[Opening Dataset extract section]
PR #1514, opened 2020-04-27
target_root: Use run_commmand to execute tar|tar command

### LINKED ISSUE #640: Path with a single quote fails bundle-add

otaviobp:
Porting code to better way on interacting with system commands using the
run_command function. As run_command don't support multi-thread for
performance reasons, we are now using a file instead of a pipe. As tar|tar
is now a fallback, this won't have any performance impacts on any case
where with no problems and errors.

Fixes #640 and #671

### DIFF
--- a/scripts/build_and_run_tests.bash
[Closing Dataset extract section]
[Opening Dataset extract section]
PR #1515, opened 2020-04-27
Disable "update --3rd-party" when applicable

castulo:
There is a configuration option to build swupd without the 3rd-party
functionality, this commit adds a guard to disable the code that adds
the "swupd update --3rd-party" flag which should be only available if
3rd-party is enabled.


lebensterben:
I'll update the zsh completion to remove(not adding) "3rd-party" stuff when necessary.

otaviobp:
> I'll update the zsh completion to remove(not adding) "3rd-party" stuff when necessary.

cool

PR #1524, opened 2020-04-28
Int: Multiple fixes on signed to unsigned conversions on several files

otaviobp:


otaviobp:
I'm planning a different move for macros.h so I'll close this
[Closing Dataset extract section]
What you give back must be the stretch above, starting at the line with "Fixes #640 and #671" and ending at the line with "--- a/scripts/build_and_run_tests.bash", copied exactly.

Reply =>
Fixes #640 and #671

### DIFF
--- a/scripts/build_and_run_tests.bash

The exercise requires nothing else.